If my collection is ordered by date will Distinct() take the first object in list of adjacent duplicates or is it not certain? I am using IEqualityComparer that does not consider date field but I want to be sure the latest date is always taken.
It is not defined which it takes.
In practice it will probably take the first if you are using LINQ to objects but you shouldn't rely on it.
If you access a database it depends on the database version, query plan, etc. Then you really shouldn't be relying on it always returning the first.
If you want this guarantee you could use DistinctBy from morelinq and ask Jon Skeet to guarantee the order for you.
You should use GroupBy
:
from s in whatever
group s by new { s.Field1, s.Field2 } into g
select g.OrderByDescending(o => o.Date).First()
EDIT: You can also use your IEqualityComparer
with GroupBy
:
whatever.GroupBy(
s => s, //Key
g => g.OrderByDescending(o => o.Date).First() //Result
new MyComparer()
);
In the comments of this answer, Marc Gravell and I discuss the Enumerable.Distinct method. The verdict is that order is preserved, but the documentation does not guarantee that this will always work.
Enumerable.Distinct
doesn't define which value is returned - but I can't see how it would be sensible to return anything other than the first one. Likewise although the order is undefined, it's sensible to return the items in the order in which they appear in the original sequence.

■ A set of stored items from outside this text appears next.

PR #3024, opened 2024-08-30
feat(mutators): Add default parameter mutator

### LINKED ISSUE #2848: Mutator for default arguments.

Liam-Rougoor:
Closes #2848 
Remake of #2863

I don't normally like relying on unspecified behaviour, but I think it's extremely unlikely that this will change. It's the natural behaviour from keeping a set of what you've already returned, and yielding a result as soon as you see a new item.
If you want to rely on this unspecified behaviour, you should order the items by date (descending) before using Distinct
. Alternatively, you could use a grouping and then order each group appropriately.